## What to work on
Wherever "pointer" turns up in the entries, copy out the line that holds it.

## Provided material
---*---

PR #4777, opened 2023-11-10
[LETS-794]  Integrate work pools into one in page_server

wrlawodms:
http://jira.cubrid.org/browse/LETS-794

- Share the `m_worker_pool` with server request responders in the `page_server`.
- There are two server request responders in the `page_server` and the number of threads by `PRM_ID_SCAL_PERF_PS_REQ_RESPONDER_THREAD_COUNT` is for both of them. 
  - It can get separate later if needed. Probably, the maximum of tran_server for the one for tran servers and the maximum of followers for another for followers.
- It's out of scope to define a `entry_task` for extra async jobs in page_server like the catch-up.
- Adapt a unit test.

### DIFF
--- a/src/server/page_server.cpp
+++ b/src/server/page_server.cpp
@@ -1304,3 +1304,15 @@ page_server::finalize_request_responder ()
   m_tran_server_responder.reset (nullptr);
   m_follower_responder.reset (nullptr);
 }
+
+const size_t
+page_server::get_internal_thread_count ()
+{
+  // thread pool used by page server to perform parallel replication
+  const int replication_parallel_thread_count = prm_get_integer_value (PRM_ID_REPLICATION_PARALLEL_COUNT);
+
+  // Refer to page_server::page_server () to see threads
+  const size_t worker_count = m_worker_pool->get_max_count ();
+
+  return replication_parallel_thread_count + worker_count;
+}
--- a/src/server/page_server.cpp
+++ b/src/server/page_server.cpp
@@ -45,7 +45,7 @@ page_server::page_server (const char *db_name)
   size_t thread_count = 4; // Arbitrary chosen
   size_t task_max_count = thread_count * 4;
 
-  // two async responder: m_tran_server_responder, m_follower_responder
+  // For two async responders: m_tran_server_responder, m_follower_responder
   const size_t responder_thread_cnt = (size_t) prm_get_integer_value (PRM_ID_SCAL_PERF_PS_REQ_RESPONDER_THREAD_COUNT);
   const size_t responder_max_task_cnt = (size_t) prm_get_integer_value (PRM_ID_SCAL_PERF_PS_REQ_RESPONDER_TASK_COUNT);
 
@@ -67,6 +67,9 @@ page_server::~page_server ()
   assert (m_passive_tran_server_conn.size () == 0);
 
   m_async_disconnect_handler.terminate ();
+
+  assert (m_tran_server_responder == nullptr);
+  assert (m_follower_responder == nullptr);
 
   cubthread::get_manager ()->destroy_worker_pool (m_worker_pool);
   assert (m_worker_pool == nullptr);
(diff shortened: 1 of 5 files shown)


hornetmj (approved):
LGTM.

unit_tests/server/test_server_request_responder_main.cpp
```diff
@@ -115,22 +115,33 @@ struct test_env
...
+  cubthread::entry_workpool *m_worker_pool;
+  std::unique_ptr<server_request_responder<test_conn>> m_rrh;
 
   test_env ()
   {
+    const size_t responder_thread_cnt = (size_t) prm_get_integer_value (PRM_ID_SCAL_PERF_PS_REQ_RESPONDER_THREAD_COUNT);
+    const size_t responder_max_task_cnt = (size_t) prm_get_integer_value (PRM_ID_SCAL_PERF_PS_REQ_RESPONDER_TASK_COUNT);
+
+    m_worker_pool = cubthread::get_manager ()->create_worker_pool (responder_thread_cnt, responder_max_task_cnt,
+		    "test_async_responder_workers", NULL, 1, false);
```
joohok, line 127: Q. Is it okay not to consider 'm_worker_context_manager' in unit tests? 
The implementation includes it, but I'm asking because it's not present in the unit tests

joohok (approved):

unit_tests/server/test_server_request_responder_main.cpp
wrlawodms: I don't think it's needed. The context manager determines the `tran_index` and thread type of entries (workers). It may affect the work each cubrid thread does, but does not affect the `server_request_responder` itself. This unit test is for `server_request_responder`.

Rudeus (approved):

src/server/page_server.hpp
```diff
@@ -323,7 +323,15 @@ class page_server
     std::future<void> m_follower_disc_future;
     std::mutex m_follower_disc_mutex;
 
-    cubthread::entry_workpool *m_worker_pool; // a worker_pool to take some background jobs that needs a thread entry
+    /*
+     * A worker_pool to take some asynchronous jobs that need a thread entry.
+     * It's used by two server_request_responders for tran servers and follower servers,
+     * and some extra jobs like the catch-up.
+     *
+     * Note that server_request_responders have to be destroyed earlier since they ensure all jobs are done in their dtors.
```
cristiarg: This comment makes half sense to me. Suggestion:
```suggestion
     * Note that both tran_server_responder and follower_responder hold references to the worker pool.
     * Thus, they must be destroyed prior to the worker pool - to avoid dangling references.
     * The responders ensure that all jobs are waited for completion in their dtors.
```

src/server/page_server.cpp
```diff
@@ -40,12 +40,20 @@
...
+  // For two async responders: m_tran_server_responder, m_follower_responder
+  const size_t responder_thread_cnt = (size_t) prm_get_integer_value (PRM_ID_SCAL_PERF_PS_REQ_RESPONDER_THREAD_COUNT);
+  const size_t responder_max_task_cnt = (size_t) prm_get_integer_value (PRM_ID_SCAL_PERF_PS_REQ_RESPONDER_TASK_COUNT);
+
+  thread_count += responder_thread_cnt;
+  task_max_count +=  responder_max_task_cnt;
 
   m_worker_pool = cubthread::get_manager ()->create_worker_pool (thread_count, task_max_count, "page_server_workers",
-		  nullptr, 1, false);
+		  &m_worker_context_manager, 1, false);
```
cristiarg, line 56: This is a pointer in page_server. Then passed as a referece via the ctor. Then passed here further as a pointer.
Maybe it should be a pointer everywhere.

cristiarg (approved):

src/server/page_server.cpp
wrlawodms: OK. I've changed it to a const pointer.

---*---

## Your response
cristiarg, line 56: This is a pointer in page_server. Then passed as a referece via the ctor. Then passed here further as a pointer.
Maybe it should be a pointer everywhere.
wrlawodms: OK. I've changed it to a const pointer.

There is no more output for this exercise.